The importance of neutrality in research has never been more evident as it has with the pandemic of COVID-19. With so many lives in danger and integration of healthcare and government politics coming together forcefully, it was crucial to be able to know that the statistics being used to make determinations on a national and international level were accurate and unbiased.
But false-positive research findings frequently showed up in studies of COVID, as well as in multiple other cases in the past. COVID was not the only time research outcomes were influenced by false-positives, but it was, by far, the loudest. The determinations of a wholly true research outcome depend on multiple factors, and today’s technology lets researchers complete artificial intelligence simulations through advanced computers that show the scary theory that there might be even more false-positive outcomes than we realize.
What are False-Positives?
Scientists are trained to search for the truth in all research, but their approach to data collection processes are flexible, relying on the scholar’s common sense and knowledge to determine the practices they use. This sets all research up to be potentially biased, according to the statistical hypothesis tests that determine the probability that data occurs by chance rather than systematic findings.
Between the flexible aspect of using the researcher’s knowledge to analyze the data they have and the scientist’s own preference for a particular outcome, there is ambiguity in research, no matter how much the intent is to be unbiased. The researcher is almost solely responsible for deciding the number of data points, the key terms to be searched, the types of variables that should be analyzed and reported, the controls that are used, and the factors that are included in the research report. These decisions that might seem minute and unnecessary to the final outcome could have a degree of control in the process and, no matter how tiny it is, could have an effect on the results of the experiment enough to cause it to read as a false-positive.

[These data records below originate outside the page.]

PR #1424, opened 2020-04-01
Update index.rst

Foadsf:
to avoid multiple errors and warnings

### DIFF
--- a/readthedocs/index.rst
+++ b/readthedocs/index.rst
@@ -4,9 +4,21 @@ Telethon's Documentation
 
 .. code-block:: python
 
+   import sys
+   import os
+   os.chdir(sys.path[0])
+   
+   session_name = "name"
+   
+   if f"{session_name}.session" in os.listdir():
+      os.remove(f"{session_name}.session")
+      
+   import nest_asyncio
+   nest_asyncio.apply()
+
    from telethon.sync import TelegramClient, events
 
-   with TelegramClient('name', api_id, api_hash) as client:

How Bias Encourages False-Positive Results
Bias is defined as a combination of factors that integrate together to produce a research finding that would not have been naturally created. These factors include things like design procedures, data collection methods, statistical and empirical analysis methods, and presentation decisions. Bias is not the same as chance, because chance outcomes are possible even when all of the factors are completely neutral. Bias is the manipulation of an outcome, whether consciously or subconsciously, resulting in false findings. The more instances of bias, the less likely an outcome are to be true. Reverse bias also occurs in which true findings are adjusted due to factors such as conflict of interest or inefficient data recovery. However, it’s more likely that false-positives due to measurement errors and overall inefficiency in an area are the reason for so many potential invalid outcome claims.

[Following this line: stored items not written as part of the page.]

PR #1425, opened 2020-04-03
Fix docs in InlineQuery

penn5:


telethon/events/inlinequery.py
```diff
@@ -79,11 +79,11 @@ class Event(EventCommon, SenderGetter):
...
 
         Members:
-            query (:tl:`UpdateBotCallbackQuery`):
-                The original :tl:`UpdateBotCallbackQuery`.
+            query (:tl:`UpdateBotInlineQuery`):
+                The original :tl:`UpdateBotInlineQuery`.
 
-                Make sure to access the `text` of the query if
-                that's what you want instead working with this.
+                Make sure to access the `query` property of the query if
```
Lonami, line 85: `query` is the attribute with the `UpdateBotInlineQuery`, `text` is actually correct here.
```suggestion
                Make sure to access the `text` property of the query if
```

The Disastrous Consequences of Inaccurate Studies
The challenges of creating bias-free outcomes are common to all scientists. The biggest opportunity for bias to occur is during the interpretation of observations. During this time, our own beliefs, opinions, and experiences can shift how we view what is in front of us and what we use in our studies. Statistics help keep the focus on logical findings and to catch errors, but it’s still easy to choose what measures are used based on the preferred outcome.

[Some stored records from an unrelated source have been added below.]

Issue #1426, opened 2020-04-03
FloodWaitError in client.download_media


max00xam:
**Checklist**
* [x] The error is in the library's code, and not in my own.
* [x] I have searched for this issue before posting it and there isn't a duplicate.
* [x] I ran `pip install -U https://github.com/LonamiWebs/Telethon/archive/master.zip` and triggered the bug in the latest version.

**Code that causes the issue**
```python
from telethon.sync import TelegramClient

@client.on(events.NewMessage())
async def message_handler(event):
     await client.download_media(event.message)
```

**Traceback**
```
ERROR:telethon.client.updates:Unhandled exception on message_handler
Traceback (most recent call last):
  File "/path/.local/lib/python3.7/site-packages/telethon/client/updates.py", line 428, in _dispatch_update
    await callback(event)
  File "telegram.py", line 1075, in message_handler
    await client.download_media(event.message, download_filename)
  File "/path/.local/lib/python3.7/site-packages/telethon/client/downloads.py", line 353, in download_media
    media, file, date, thumb, progress_callback
  File "/path/.local/lib/python3.7/site-packages/telethon/client/downloads.py", line 728, in _download_document
    progress_callback=progress_callback
  File "/path/.local/lib/python3.7/site-packages/telethon/client/downloads.py", line 436, in download_file
    input_location, request_size=part_size, dc_id=dc_id):
  File "/path/.local/lib/python3.7/site-packages/telethon/requestiter.py", line 75, in __anext__
    if await self._load_next_chunk():
  File "/path/.local/lib/python3.7/site-packages/telethon/client/downloads.py", line 60, in _load_next_chunk
    cur = await self._request()
  File "/path/.local/lib/python3.7/site-packages/telethon/client/downloads.py", line 70, in _request
    result = await self._sender.send(self.request)
telethon.errors.rpcerrorlist.FloodWaitError: A wait of 49 seconds is required (caused by GetFileRequest)

```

Inaccurate studies based on false-positives have the potential to be disastrous. With COVID-19, for instance, false-positives resulted in significantly skewed results in some states that created government policies to shut down businesses, caused small business owners to go out of business, and made it difficult for healthcare workers and everyone on the frontline, including policymakers, to know how to move forward safely.
This one example of the disastrous consequences of false-positives and inaccurate studies has caused many researchers to second-guess how they are approaching their work. The need for science to be beyond reproach has never been more apparent, and the already high standards in academia have now been elevated further.